Ali Zaki Hage Jalil arrived in Panama City on Monday to face trial for the Alas Chiricanas bombing that killed 21 people. Extradition — approved by Venezuela’s post-Maduro regime — closes 30 years of impunity in one of Latin America’s biggest unsolved terrorism cases

Suspect in 1994 Panama Plane Bombing Extradited From Venezuela After 30 Years
Colombian-Venezuelan citizen Ali Zaki Hage Jalil, an alleged terrorist linked to Hezbollah arrives in Panama on Monday, extradited from Venezuela. Credit: Bienvenido Velasco/EFE

MIAMI — A man suspected of helping organize the 1994 bombing of a Panamanian commercial airliner arrived in Panama on Monday under heavy security, becoming the first person to face trial in one of the deadliest terrorist attacks in Central American history.

Ali Zaki Hage Jalil, a Colombian-born Venezuelan national of Lebanese descent, arrived at Tocumen International Airport in Panama City and was transferred to judicial authorities for processing. He will be placed in a penitentiary while prosecutors prepare for trial, facing charges in connection with the explosion of Alas Chiricanas Flight 901 in July 1994 that killed all 21 people on board.

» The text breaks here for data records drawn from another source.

PR #893, opened 2018-02-20
Implement SAMS sampler

jchodera:
This supercedes #886.

@Lnaden : I need your help adding writing/reading logZ to the storage layer in an appropriately modular way. I'd like to store it without having to implement a ton of extra code to subclass things. We have a couple of options:

Option 1: Reuse `log_f_k`. It could make sense to co-opt the online analysis framework for SAMS, since it provides its own online analysis, but it would also require overriding or restructuring the way we do online analysis right now, which is very MBAR-centric. I'd like to overhaul that, but maybe later. Note that `logZ[k] = - log_f_k[k]` in my convention, so we can easily store one or the other---no real need to store both.

Option 2: Make it easier to extend what kinds of data are stored to / resumed from the storage. Is there some way we can make it really easy for subclasses to simply specify they want to store more data without having to subclass a ton of things? Right now, it seems like this would require
* Creating a new `SAMSReporter` that has its own copy of `__init__`
* Implementing `write_X` and `read_X` in `SAMSReporter`
* Implementing `from_storage` and `_report_iteration` to first call `MultiStateSampler` versions of these methods and then `read_X` or `write_X`

There may still be other bugs to squish, but resuming/storing `logZ` is the biggest challenge so far.

Once we get this implemented, we still need a way to test, since there is no way to select the sampler via the YAML file yet.

### DIFF
--- a/Yank/multistate/multistatereporter.py
+++ b/Yank/multistate/multistatereporter.py
@@ -1060,6 +1060,49 @@ class MultiStateReporter(object):
         """
         self._storage_analysis.variables['last_iteration'][0] = iteration
 
+    def read_logZ(self, iteration):
+        """
+        Read logZ at a given iteration from file.
+
+        Parameters
+        ----------
+        iteration : int
+            iteration to read the free energies from
+
+            if the iteration was not written at a the given iteration, then the free_energies are all 0
+
+        Returns
+        -------
+        logZ : np.array with shape [n_states]
+            Dimensionless logZ
+        """
+        online_group = self._storage_analysis.groups['online_analysis']
+        logZ = online_group.variables['logZ'][iteration]
+        return logZ
+
+    def write_logZ(self, iteration: int, log_Z: np.ndarray):
+        """
+        Write logZ
+
+        Parameters
+        ----------
+        iteration : int,
+            Iteration at which to save the free energy.
+            Reads the current energy up to this value and stores it in the analysis reporter
+        logZ : np.array with shape [n_states]
+            Dimensionless logZ
+        """
+        analysis_nc = self._storage_analysis
+        if 'logZ' not in analysis_nc.dimensions:
+            analysis_nc.createDimension('logZ_length', len(logZ))
+            if 'online_analysis' not in analysis_nc.groups:
+                online_group = analysis_nc.createGroup('online_analysis')
+                # larger chunks, faster operations, small matrix anyways
+                online_group.createVariable('logZ', float, dimensions=('iteration', 'logZ_length'),
+                                            zlib=True, chunksizes=(1, len(logZ)), fill_value=MISSING_VALUE)
+        online_group = analysis_nc.groups['online_analysis']
+        online_group.variables['logZ'][iteration] = logZ
+
     def read_mbar_free_energies(self, iteration):
         """
         Read the MBAR dimensionless free energy at a given iteration from file.
--- a/Yank/multistate/multistatereporter.py
+++ b/Yank/multistate/multistatereporter.py
@@ -1275,7 +1275,7 @@ class MultiStateReporter(object):
             variable_parameters = self._determine_netcdf_variable_parameters(iteration, data, storage)
             storage.createVariable(variable, variable_parameters['dtype'],
                                    dimensions=variable_parameters['dims'],
-                                   cunksizes=variable_parameters['chunks'],
+                                   chunksizes=variable_parameters['chunks'],
                                    zlib=False)
         # Get the variable
         nc_var = storage[variable]
--- a/Yank/multistate/multistatereporter.py
+++ b/Yank/multistate/multistatereporter.py
@@ -9,7 +9,7 @@ Multistatereporter
 ==================
 
 Master multi-thermodynamic state reporter module. Handles all Disk I/O
-reporting operations for any MultiStateSampeler derived classes.
+reporting operations for any MultiStateSampler derived classes.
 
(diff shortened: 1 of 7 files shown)


Yank/multistate/multistatereporter.py
```diff
@@ -1060,6 +1060,49 @@ def write_last_iteration(self, iteration):
         """
         self._storage_analysis.variables['last_iteration'][0] = iteration
 
+    def read_logZ(self, iteration):
```
jchodera: We don't necessarily want to keep these `read_logZ/write_logZ`, or keep them here if we want to keep them.

Yank/multistate/sams.py
```diff
@@ -0,0 +1,593 @@
...
+                raise Exception('Initial log_Z_guess (dim {}) must have same number of states as n_states ({})'.format(len(log_Z_guess), self.n_states))
+            self._logZ = np.array(self.log_Z_guess, np.float64)
+
+        # Update log weights
+        self._update_log_weights()
+
+
+    # TODO: Get rid of from_storage() when we move read_logZ and write_logZ to multistatesampler.py
+    @classmethod
+    def from_storage(cls, storage):
```
jchodera: This can be eliminated if we can just use existing `log_f_k` storage.

Yank/multistate/sams.py
```diff
@@ -0,0 +1,593 @@
...
+        """
+        sampler = MultiStateSampler.from_storage(storage)
+
+        sampler._reporter.open(mode='a')
+        self._logZ = sampler._reporter.read_logZ()
+        sampler._reporter.close()
+
+        return sampler
+
+    def _report_iteration(self):
```
jchodera: This can be eliminated if we can just use existing `log_f_k` storage.

Yank/multistate/sams.py
```diff
@@ -0,0 +1,593 @@
...
+            if self._stage == 'initial':
+                beta_factor = 0.4
+                t = self._iteration + 1.0
+                gamma = min(pi_k[state_index], t**(-beta_factor)) # Eq. 15
+            elif self._stage == 'asymptotically-optimal':
+                gamma = 1.0 / float(self._iteration - self._t0 + 1./self.gamma0) # prefactor in Eq. 9 and 12 from [1]
+            else:
+                raise Exception('Programming error:unreachable code')
+
+            # TODO: Store gamma for each replica: self.ncfile.variables['gamma'][self.iteration] = gamma
```
jchodera: We also want to store `gamma` here.

jchodera:
Option 2 may be better, since there are some other bits of information we want to store each iteration, like `gamma`:
https://github.com/choderalab/yank/pull/893/files#diff-a3a2806a37b6877068dfc229ba0c1273R546

Lnaden:
@jchodera here is my pass at generalizing online data storage in both per-iteration, and non-per-iteration based approaches. The main hook that specific reporters or samplers can use is in the `multistatereporter.py` file in the `write/read_online_analysis_data` functions which generalizes the input to keywords and dynamically creates dims/variables as needed.

Per-iteration data is stored optionally if the iteration passed is `None` or an `int`, and variable names are chosen dynamically by the functions themselves so the user does not have to. I also added a helper function `write_online_data_dynamic_and_static` which calls the `write...` function twice, setting both per-iteration and non-per-iteration data of the same type. Slightly doubles up but prevents the need to search the the GBs of file with minimal duplication. Name could use work though.

I left the existing frameworks as comments for `online_analysis`, `logZ`, etc, but those could mostly be removed.

Your comment on the `report_iteration` and the `from_storage` functions:  I don't think they can be removed, especially the `from_storage` function since it initializes much more than just the last log_z's

> We also want to store gamma here. 

I'm not really sure why gamma needs stored since nothing restores from it and it seems to be a cheap calculation used only in `_update_logZ_estimates`, and only loosely related to `log_Gamma_j_L`, although never used in calculation of one another. I added a line to  [store the gammas here](https://github.com/choderalab/yank/pull/893/files#diff-a3a2806a37b6877068dfc229ba0c1273R570) but I don't see how they are used, or even if thats the correct place to drop the storage of it.

jchodera:
Thanks! Should I go ahead and clean up the rest of the test failures now?

jchodera:
@Lnaden : One issue I'm running into is that I use `self._replica_P_k` as a temporary variable that isn't meant to persist in storage, but this seems to cause problems in our `test_from_storage()` test:
```
ERROR: Test that from_storage completely restore the sampler.
  File "/Users/choderaj/miniconda/lib/python3.6/site-packages/nose/case.py", line 197, in runTest
    self.test(*self.arg)
  File "/Users/choderaj/github/choderalab/yank/yank/Yank/tests/test_sampling.py", line 1061, in test_from_storage
    restored_value = restored_dict.pop(attr)
KeyError: '_replica_log_P_k'
```
Any suggestions on the best way to handle this?

jchodera:
I've fixed some issues with the tests that caused them to erroneously fail with the `SAMSSampler` when only one replica was used, but there are a number of other failures we have to address yet.

jchodera:
Woohoo!

Lnaden:
If this passes, the SAMS sampler will be in, then its just YAML hooks and analyzer

Lnaden:
Hey! Tests pass!
=

jchodera:
I'd like to merge this and #899 (when tests pass) and then we can clean everything up in the `sams` branch before merging it into `master`.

The U.S. Embassy in Panama described the extradition as the result of “extraordinary operational coordination and sustained diplomatic engagement” between the United States, Panama, and Venezuela’s interim authorities.

The Attack

Flight 901 was bombed on July 19, 1994, one day after the AMIA attack in Buenos Aires, Argentina. All 21 people on board were killed, including Panamanian Jewish passengers, U.S. citizens, and Israeli nationals.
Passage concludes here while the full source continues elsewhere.